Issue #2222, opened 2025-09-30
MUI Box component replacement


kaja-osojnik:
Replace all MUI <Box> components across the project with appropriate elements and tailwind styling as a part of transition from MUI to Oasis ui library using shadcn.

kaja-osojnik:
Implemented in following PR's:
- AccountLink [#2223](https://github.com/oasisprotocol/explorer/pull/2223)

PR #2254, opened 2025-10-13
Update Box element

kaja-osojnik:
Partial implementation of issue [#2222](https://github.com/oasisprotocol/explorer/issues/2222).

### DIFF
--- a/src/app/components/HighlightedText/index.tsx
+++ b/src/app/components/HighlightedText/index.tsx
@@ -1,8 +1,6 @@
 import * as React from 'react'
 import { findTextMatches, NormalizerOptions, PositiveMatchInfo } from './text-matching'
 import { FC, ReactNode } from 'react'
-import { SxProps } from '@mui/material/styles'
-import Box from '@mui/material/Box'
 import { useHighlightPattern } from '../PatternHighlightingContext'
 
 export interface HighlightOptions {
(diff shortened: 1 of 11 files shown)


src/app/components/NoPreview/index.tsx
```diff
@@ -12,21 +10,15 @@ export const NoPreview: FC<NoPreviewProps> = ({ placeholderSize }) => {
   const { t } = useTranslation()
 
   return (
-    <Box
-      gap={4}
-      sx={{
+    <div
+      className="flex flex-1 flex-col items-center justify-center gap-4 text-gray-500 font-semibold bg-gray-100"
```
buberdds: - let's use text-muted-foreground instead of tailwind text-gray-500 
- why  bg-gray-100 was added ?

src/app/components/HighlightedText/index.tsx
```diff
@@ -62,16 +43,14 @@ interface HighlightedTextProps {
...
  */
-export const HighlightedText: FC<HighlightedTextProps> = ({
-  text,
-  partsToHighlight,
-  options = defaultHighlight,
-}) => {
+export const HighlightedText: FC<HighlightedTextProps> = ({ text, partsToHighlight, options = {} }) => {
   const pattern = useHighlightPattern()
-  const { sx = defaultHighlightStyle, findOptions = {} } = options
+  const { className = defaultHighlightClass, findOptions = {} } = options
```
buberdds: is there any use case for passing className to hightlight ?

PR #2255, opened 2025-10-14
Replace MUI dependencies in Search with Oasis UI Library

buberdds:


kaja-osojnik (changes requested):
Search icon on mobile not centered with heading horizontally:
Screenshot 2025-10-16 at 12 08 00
□ □ □ □ □ □ □
*Instructions to follow*
All of the material above needs to be output exactly, with no line left out.

*Output of the exercise*
Issue #2222, opened 2025-09-30
MUI Box component replacement


kaja-osojnik:
Replace all MUI <Box> components across the project with appropriate elements and tailwind styling as a part of transition from MUI to Oasis ui library using shadcn.

kaja-osojnik:
Implemented in following PR's:
- AccountLink [#2223](https://github.com/oasisprotocol/explorer/pull/2223)

PR #2254, opened 2025-10-13
Update Box element

kaja-osojnik:
Partial implementation of issue [#2222](https://github.com/oasisprotocol/explorer/issues/2222).

### DIFF
--- a/src/app/components/HighlightedText/index.tsx
+++ b/src/app/components/HighlightedText/index.tsx
@@ -1,8 +1,6 @@
 import * as React from 'react'
 import { findTextMatches, NormalizerOptions, PositiveMatchInfo } from './text-matching'
 import { FC, ReactNode } from 'react'
-import { SxProps } from '@mui/material/styles'
-import Box from '@mui/material/Box'
 import { useHighlightPattern } from '../PatternHighlightingContext'
 
 export interface HighlightOptions {
(diff shortened: 1 of 11 files shown)


src/app/components/NoPreview/index.tsx
```diff
@@ -12,21 +10,15 @@ export const NoPreview: FC<NoPreviewProps> = ({ placeholderSize }) => {
   const { t } = useTranslation()
 
   return (
-    <Box
-      gap={4}
-      sx={{
+    <div
+      className="flex flex-1 flex-col items-center justify-center gap-4 text-gray-500 font-semibold bg-gray-100"
```
buberdds: - let's use text-muted-foreground instead of tailwind text-gray-500 
- why  bg-gray-100 was added ?

src/app/components/HighlightedText/index.tsx
```diff
@@ -62,16 +43,14 @@ interface HighlightedTextProps {
...
  */
-export const HighlightedText: FC<HighlightedTextProps> = ({
-  text,
-  partsToHighlight,
-  options = defaultHighlight,
-}) => {
+export const HighlightedText: FC<HighlightedTextProps> = ({ text, partsToHighlight, options = {} }) => {
   const pattern = useHighlightPattern()
-  const { sx = defaultHighlightStyle, findOptions = {} } = options
+  const { className = defaultHighlightClass, findOptions = {} } = options
```
buberdds: is there any use case for passing className to hightlight ?

PR #2255, opened 2025-10-14
Replace MUI dependencies in Search with Oasis UI Library

buberdds:


kaja-osojnik (changes requested):
Search icon on mobile not centered with heading horizontally:
Screenshot 2025-10-16 at 12 08 00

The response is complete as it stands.